Mauck sprach außerdem über den wachsenden Einsatz von Fremdkapital zur Finanzierung von KI-Computing-Ausrüstung. Seine Äußerungen kündigten weder einen neuen DigitalBridge-Fonds noch ein neues Rechenzentrumsprojekt an.

Die Bewertung

Der Großteil der Infrastruktur rund um einen KI-Cluster soll über Jahre hinweg im Einsatz bleiben: das Gebäude, die Stromanbindung, Kühlsysteme und Netzwerklinks. Die GPUs werden dagegen deutlich früher ersetzt. Eine auf 20 Jahre ausgelegte Anlage kann daher mehrere Generationen von Rechentechnik durchlaufen.
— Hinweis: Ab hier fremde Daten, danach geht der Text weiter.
Issue #803, opened 2020-07-26
Change how scripts are handled


salahchafai:
**Is your feature request related to a problem? Please describe.**
Currently there are 3 different types of scripts (startup, sync and async), i think it'll be better if startup and sync scripts get unified (and maybe async too) and have more functions like FixedUpdate, Awake, LateUpdate, OnEnable, OnDisable (virtual so you can override only the ones you need), the current system isn't scalabe as new methods require new classes (which is not ideal), so having a single class (maybe next to async) that has all the functions and then the user can override the ones he needs would be super helpful, also using virtual methods, or interfaces is standard with a lot of component based frameworks. As such, this is how most users would expect it to function. finally i think it'll be way better to have scripts activable so you can easily enable and disable scripts (which is very useful)

**Describe the solution you'd like**
Have a single class (let's say ScriptBehavior or something) that contains all the virtual functions, and make the scriptComponent inherit from ActivableEntityComponent instead of EntityComponent

**Describe alternatives you've considered**
The user can add these functions by himself (in async script for example) but that's not a great way of doing things and it's unnecessary extra work imo

tebjan:
Yes having a few more convenient methods to override would be nice.

This could be done in a new script type that takes care of that logic and provides these as virtual methods to override by the user.

I'd not remove the previous script types, that would make all existing projects invalid...

salahchafai:
@tebjan actually no, we can have some kind of a class responsible for upgrading the scripts so if it's a sync script it gets changed to the new type, if it's a startup script it gets changed to the new type and only override the start function, also i'll most likely keep the async script so that will work with no extra work), having many script types only causes confusion imo

Kryptos-FR:
> FixedUpdate, Awake, LateUpdate, OnEnable, OnDisable

Looks like you want to mimic Unity. But Stride doesn't work like Unity.

salahchafai:
@Kryptos-FR i don't want to mimic Unity, many people expect these functions (and many other engines have them like Unigine), and these are just functions i suggested and are not necessarily (the ones i see important are FixedUpdate, OnEnable, OnDisable)

manio143:
Would you consider providing those methods in the async context first?
While I understand your motivation it seems to me that creating a ScriptBehaviour with optionally overridable methods and using reflection to check those would be bad architecture.
On the other hand, extending the ScriptSystem to support `await Script.FixedUpdate()` would achieve the goal and get more people to use the async features of Stride.
[...]

PR #980, opened 2020-12-26
[POC] Async entity processors

AmbulantRex:
# PR Details

This PR provides a base processor for async entity processing and modifies the entity manager to support it in the same way that the `ScriptSystem` does for `AsyncScript`. 

## Description

Moving towards an asynchronous, ECS type system, we need to be able to support asynchronous component processing.  The `EntityProcessor` class was built to support synchronous operations only. Specifically, it was doing Update and Draw operations which do need to be performed on time. Stride supports asynchronous scripting through it's `ScriptSystem` and the `AsyncScript` base type, but the `EntityManager` had no concept of microthreads or async entity processors. There were bits of code in the `EntityManager` that suggested it may have been intended at some point (see `Scheduler` property) and was never fully implemented.  

## Related Issue

https://github.com/stride3d/stride/issues/20
https://github.com/stride3d/stride/issues/803

## Motivation and Context

Entity component processing can only happen synchronously. We allow asynchronous scripting through the AsyncScript, but no async entity processor if the developer would like to follow a pattern closer to ECS. 

## Types of changes

## Checklist

### DIFF
--- a/sources/core/Stride.Core/Collections/OrderedCollection.cs
+++ b/sources/core/Stride.Core/Collections/OrderedCollection.cs
@@ -146,7 +146,7 @@ namespace Stride.Core.Collections
         public void RemoveAt(int index)
         {
             if (index < 0 || index >= size) throw new ArgumentOutOfRangeException(nameof(index));
-            RemoteItem(index);
+            RemoveItem(index);
         }
 
         /// <summary>
@@ -184,7 +184,7 @@ namespace Stride.Core.Collections
             size++;
         }
 
-        protected virtual void RemoteItem(int index)
+        protected virtual void RemoveItem(int index)
         {
             size--;
             if (index < size)
--- a/sources/engine/Stride.Engine.Tests/TestEntityManager.cs
+++ b/sources/engine/Stride.Engine.Tests/TestEntityManager.cs
@@ -10,6 +10,9 @@ using Stride.Core;
 using Stride.Core.Collections;
 using Stride.Engine.Design;
 using Stride.Engine.Processors;
+using System.Threading.Tasks;
+using System.Collections.Concurrent;
+using Stride.Games;
 
 namespace Stride.Engine.Tests
 {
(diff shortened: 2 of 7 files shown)


manio143:
What is the use case for an asynchronous component processor?
I believe component processors need to be running each frame to properly observe component changes. If we're waiting in the processor for a long (across frames) action to happen, it cannot process new entities that have been spawned.
Also remember that running things on the scheduler is not parallel, so in practice the processors are going to run just as synchronously, except for cases where you await an asynchronous action (like an `EventReceiver`) to take place, which would mean you're "dropping" some frames in your processor.

I read through the changes and your design seems to have a flaw - it schedules the `Execute` method of the processor to be executed on each frame. If you want a behavior similar to that of `AsyncScript` which relies on `await Script.NextFrame` for scheduling continuations, you would need to schedule the `Execute` method just once per processor.

AmbulantRex:
> I read through the changes and your design seems to have a flaw - it schedules the Execute method of the processor to be executed on each frame. If you want a behavior similar to that of AsyncScript which relies on await Script.NextFrame for scheduling continuations, you would need to schedule the Execute method just once per processor.

Ah, I think I see what you mean. I misread this believing that it executed every update. I also neglected the importance of the `NextFrame` continuation stuff and failed to include a method of cancellation in the event that all entities have disappeared. 

https://github.com/stride3d/stride/blob/9219cbbb9de7a238060d97cf1cfbbf759120aa23/sources/engine/Stride.Engine/Engine/Processors/ScriptSystem.cs#L65-L133

As for use case. I would imagine anything that the `AsyncScript` would be valid for. The goal was to produce a processor which is responsible for executing some async behavior based on the data provided by the component. 

Taken from the Wikipedia article on Entity-Component-System:
> Each System runs continuously (as though each System had its own private thread) and performs global actions on every Entity that possesses a Component of the same aspect as that System

It's possible I misunderstand the intent of the `EntityProcessor`, and I also know that Stride is not "ECS", but it has been offered in the past that it could be a stand-in for the concept of a System as described in that pattern. My change was an effort to introduce a convenient solution for asynchronous processing, but if this doesn't feel "Core" enough it could be implemented easily enough by the developer in their own project through extension of the `EntityProcessor` class and managing a `Scheduler` from within it.

manio143:
Well, I think we could say that Stride works in discrete time space, therefore a continuous system wouldn't need to be running more than once per update frame (nor should it be expected to). Right now I think the best solution is to have the synchronous processor use the script system to schedule asynchronous tasks and monitor their execution in some way. The only issue would be if you wanted to inject asynchronous tasks to be executed in between some processors - as the script system usually runs after other processors.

Damit wird der Hardwareaustausch von Anfang an in die Finanzierungsplanung eingebaut. Jemand muss weiterhin für die nächste Servergeneration aufkommen, während der Standort auch Änderungen bei Leistungsdichte oder Kühlbedarf berücksichtigen muss. Eine langlebige Anlage macht diese kürzeren Technologiekreisläufe nicht unbedeutend.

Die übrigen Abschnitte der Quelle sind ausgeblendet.